**What is expected:** Your job is to copy every record exactly.

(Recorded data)

━━━

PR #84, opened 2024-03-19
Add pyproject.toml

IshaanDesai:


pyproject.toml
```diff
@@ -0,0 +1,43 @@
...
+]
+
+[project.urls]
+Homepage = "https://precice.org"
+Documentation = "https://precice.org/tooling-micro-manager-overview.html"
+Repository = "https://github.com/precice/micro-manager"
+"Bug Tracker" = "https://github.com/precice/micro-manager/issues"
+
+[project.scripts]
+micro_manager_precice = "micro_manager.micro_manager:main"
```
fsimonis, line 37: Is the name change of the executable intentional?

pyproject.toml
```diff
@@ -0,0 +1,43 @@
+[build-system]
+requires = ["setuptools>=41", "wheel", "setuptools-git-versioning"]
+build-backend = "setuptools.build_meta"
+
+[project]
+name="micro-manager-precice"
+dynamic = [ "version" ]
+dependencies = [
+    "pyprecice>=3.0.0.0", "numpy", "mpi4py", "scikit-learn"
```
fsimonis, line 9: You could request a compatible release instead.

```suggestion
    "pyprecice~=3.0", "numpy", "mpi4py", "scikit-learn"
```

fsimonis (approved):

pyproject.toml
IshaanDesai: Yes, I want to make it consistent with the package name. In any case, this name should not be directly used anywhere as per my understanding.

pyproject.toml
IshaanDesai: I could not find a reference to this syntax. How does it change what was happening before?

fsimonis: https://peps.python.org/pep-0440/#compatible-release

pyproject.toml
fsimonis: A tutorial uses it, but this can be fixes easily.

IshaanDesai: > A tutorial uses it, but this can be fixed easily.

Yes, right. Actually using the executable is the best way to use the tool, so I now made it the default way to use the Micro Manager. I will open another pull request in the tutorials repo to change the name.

━━━

**Solution to this task:**
PR #84, opened 2024-03-19
Add pyproject.toml

IshaanDesai:


pyproject.toml
```diff
@@ -0,0 +1,43 @@
...
+]
+
+[project.urls]
+Homepage = "https://precice.org"
+Documentation = "https://precice.org/tooling-micro-manager-overview.html"
+Repository = "https://github.com/precice/micro-manager"
+"Bug Tracker" = "https://github.com/precice/micro-manager/issues"
+
+[project.scripts]
+micro_manager_precice = "micro_manager.micro_manager:main"
```
fsimonis, line 37: Is the name change of the executable intentional?

pyproject.toml
```diff
@@ -0,0 +1,43 @@
+[build-system]
+requires = ["setuptools>=41", "wheel", "setuptools-git-versioning"]
+build-backend = "setuptools.build_meta"
+
+[project]
+name="micro-manager-precice"
+dynamic = [ "version" ]
+dependencies = [
+    "pyprecice>=3.0.0.0", "numpy", "mpi4py", "scikit-learn"
```
fsimonis, line 9: You could request a compatible release instead.

```suggestion
    "pyprecice~=3.0", "numpy", "mpi4py", "scikit-learn"
```

fsimonis (approved):

pyproject.toml
IshaanDesai: Yes, I want to make it consistent with the package name. In any case, this name should not be directly used anywhere as per my understanding.

pyproject.toml
IshaanDesai: I could not find a reference to this syntax. How does it change what was happening before?

fsimonis: https://peps.python.org/pep-0440/#compatible-release

pyproject.toml
fsimonis: A tutorial uses it, but this can be fixes easily.

IshaanDesai: > A tutorial uses it, but this can be fixed easily.

Yes, right. Actually using the executable is the best way to use the tool, so I now made it the default way to use the Micro Manager. I will open another pull request in the tutorials repo to change the name.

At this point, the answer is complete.